La Lombardia ha il suo Organismo di Controllo, ma i 5 Stelle…

10 Luglio 2019 di fabio pizzul

Dopo mesi di attesa evitabile, il nuovo Organismo regionale di controllo inizierà a lavorare. Se i Cinquestelle non avessero bloccato le designazioni dei componenti di competenza delle minoranze, così come stanno ancora facendo per l’agenzia di controllo sulla sanità, Orac sarebbe attiva da mesi, pur con tutti i suoi limiti, a partire dalla troppa dipendenza dalla giunta regionale, visto che sette su nove membri sono di sua designazione.
Qui di seguito la composizione di Orac e un mio intervento in aula sulle procedure di nomina.

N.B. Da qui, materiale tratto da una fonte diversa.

PR #4583, opened 2017-01-31
LwjglAWTCanvas: Fix for flickering cursor during swing/javafx drag & drop

Lusito:
Every render frame, canvas.setCursor(cursor); would be called:
https://github.com/libgdx/libgdx/blob/master/backends/gdx-backend-lwjgl/src/com/badlogic/gdx/backends/lwjgl/LwjglAWTCanvas.java#L254

When you have an application using swing or javafx drag & drop features, the above will cause the mouse-cursor to flicker during dnd.

LwjglCanvas suffers from the same issue:
https://github.com/libgdx/libgdx/blob/9b8f20b2d0e96e53f0f2b98dc8f6131c810aae71/backends/gdx-backend-lwjgl/src/com/badlogic/gdx/backends/lwjgl/LwjglCanvas.java#L216

I'm honestly not sure why this was done every frame..
@NathanSweet could you please give some insight?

Ringrazio tutte le persone che ci hanno offerto la loro disponibilità a far parte del nuovo organismo, a partire dagli avvocati Quaglia e Della Cagnoletta, ed esprimo le mie congratulazioni alle persone che la giunta ha scelto nella rosa fornita da Pd, Civici e Più Europa, ovvero Stefano Bignamini e Marcello Crivellini. A tutti i componenti di Orac, in primis al presidente Giovanni Canzio, auguro buon lavoro: ne hanno bisogno.

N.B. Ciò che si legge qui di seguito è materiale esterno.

PR #4599, opened 2017-02-10
MeshBuilder error using Short.MAX_VALUE vertices

Bolt-Head:
MeshBuilder will give an error when trying to use Short.MAX_VALUE vertices in a mesh.  This means meshes created using MeshBuilder can only use (Short.MAX_VALUE - 1) total vertices.

A use case requiring the change would be a mesh pooling implementation using MeshBuilder currently needs to check against the size of (Short.MAX_VALUE - 1) instead of the actual number of vertices allocated in the mesh.


xoppa:
Thanks!

Issue #4154, opened 2016-06-17
RotateToAction behavior missing wrap around logic


wiverson:
#### Issue details

RotateToAction does not properly deal with rotation cases around the 360 degree barrier - it always goes "the long way around".

```
com.badlogic.gdx.scenes.scene2d.actions.RotateToAction.update (float percent) {
        target.setRotation(start + (end - start) * percent);
    }
```

should probably be implemented as something like...

`target.setRotation(MathUtils.lerpAngleDeg(start, end, percent));
`
#### Version of LibGDX and/or relevant dependencies

  `gdxVersion = '1.9.3'
`
#### Affected platforms  - All

My first reported issue, so be kind.  :)  Seems awfully tiny for a pull request, but if that or anything else would be helpful just let me know.

xoppa:
So, you are suggesting that if an actor is currently unrotated and you apply a RotateToAction to 360 or 720 degrees to it, then it should do nothing (instead of fully rotating once or twice)? That doesn't sound right. Why do you think that?

wiverson:
Right now, if you have an actor currently rotated to 359, and you give it a RotateTo of 1, it goes all the way around (moving a full 358 degrees) instead of moving two degrees back to the 1.  That doesn't seem right either.

It might be that there is room for two Actions here instead, maybe a RotateTo and a RotateToDirect or something, or a parameter for RotateTo...?

wiverson:
Another idea - RotateTo (which takes a destination angle and rotates directly to the angle) and SpinTo (which explicitly spins to the target angle, multiple times if given values above 360 or below 0, clockwise if positive and counter-clockwise if negative).

Happy to do a pull if that is helpful.

badlogic:
This is about taking the shortest path for a rotation. Should be a parameter to RotateTo. Happy to merge PRs for that.

PR #4603, opened 2017-02-14
Adding LERP option to RotateToAction #4154

wiverson:
First PR, lmk if there is anything I should change.  :)

### DIFF
--- a/gdx/src/com/badlogic/gdx/scenes/scene2d/actions/RotateToAction.java
+++ b/gdx/src/com/badlogic/gdx/scenes/scene2d/actions/RotateToAction.java
@@ -16,17 +16,41 @@
 
 package com.badlogic.gdx.scenes.scene2d.actions;
 
+import com.badlogic.gdx.math.MathUtils;
+
 /** Sets the actor's rotation from its current value to a specific value.
+ * 
+ * By default, the rotation will take you from the starting value to the specified value directly. For example, setting the start
+ * at 350 and the target at 10 will result in 340 degrees of movement.
+ * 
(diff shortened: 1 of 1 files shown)


mgsx-dev:
Interpolation (not only linear) is already supported. Use [setInterpolation](https://github.com/wiverson/libgdx/blob/c7bb9eeaa7acfa7bf4528275e3da6a73107d8320/gdx/src/com/badlogic/gdx/scenes/scene2d/actions/TemporalAction.java#L122) method on any TemporalAction like RotateTo and RotateBy.

MobiDevelop:
Lerp isn't the right name for what this does, this would be something like useShorterDirection.

cypherdare:
How about `shorterPath`?

gdx/src/com/badlogic/gdx/scenes/scene2d/actions/RotateToAction.java
```diff
@@ -16,17 +16,41 @@
...
+		this.setLerp(useLerp);
+	}
+
 	protected void begin () {
 		start = target.getRotation();
 	}
 
 	protected void update (float percent) {
-		target.setRotation(start + (end - start) * percent);
+		if (isLerp())
```
cypherdare: Don't need a method call here. Though I suppose JIT will optimize it anyway.

wiverson:
useShortAngle?

wiverson:
FWIW, useLerp refers to the implementation, all of the others are for the user (which is better).  I don't have a strong option on the specific term, I'll submit a better user-centric name tomorrow with whatever seems like a good pick.  :)

badlogic:
Thanks!

PR #4604, opened 2017-02-14
Prevent potential crashes in IOSApplication due to audio being unavailable

CoderBaron:
I am seeing several `EXC_BAD_ACCESS KERN_INVALID_ADDRESS` crash logs happening when `OALSimpleAudio.sharedInstance().setUseHardwareIfAvailable(false);` is called. 

The issue seems to be that the shared instance of `OALSimpleAudio` is sometimes not available and returns `null`. There is already a null-check in https://github.com/libgdx/libgdx/blob/14d89225ae26afc1cc7f52e986e566bf19425275/backends/gdx-backend-robovm/src/com/badlogic/gdx/backends/iosrobovm/IOSAudio.java#L34 for the very same reason.

This PR adds the same checks to `didBecomeActive` and `willEnterForeground` for the `OALAudioSession` and `OALSimpleAudio` instances. 
I also made a very small change to robovm `IOSNet` to accompany the latest changes to moe `IOSNet`.


Tom-Ski:
Cheers @CoderBaron

PR #4906, opened 2017-09-29
Make desktop input dialog modal

fercarcedo:
Make desktop input dialog for Gdx.input.getTextInput modal and set it to be always on top, because currently when executing getTextInput on the desktop sometimes the input dialog gets under the game window, so it's invisible.


NathanSweet:
Are those spaces for indentation?! :o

Il Consiglio regionale ha proceduto ieri alla nomina dei sette componenti dell’Organismo regionale anti corruzione (ORAC), che sostituisce la precedente agenzia regionale per le attività di controllo (ARAC). I componenti sono Giovanni Canzio (presidente), Mario Forchetti, Umberto Fantigrossi, Maurizio Bortoletti, Arturo Soprano, Alessandro Bernasconi e Attilio Iodice, di nomina della giunta regionale, e Stefano Bignamini e Marcello Crivellini di nomina delle minoranze.
Il Movimento 5 Stelle non ha voluto partecipare alla procedura invocando vizi di forma e inadempienze da parte degli organismi di Giunta e bloccando così la costituzione di Orac per diversi mesi. Il Movimento 5 Stelle pareva aver l’unico obiettivo di riammettere alla selezione l’unica persona, a quanto pare, gradita ai 5 Stelle stessi, la dottoressa Giovanna Ceribelli che è risultata incompatibile in quanto già membro dell’Agenzia Regionale Anti Corruzione (Arac). Era sufficiente che la dottoressa Ceribelli, che non avrei avuto alcun problema a sostenere, si dimettesse da Arac prima di presentare la sua candidatura a Orac, ma non lo ha fatto, è risultato quindi impossibile indicare il suo nome.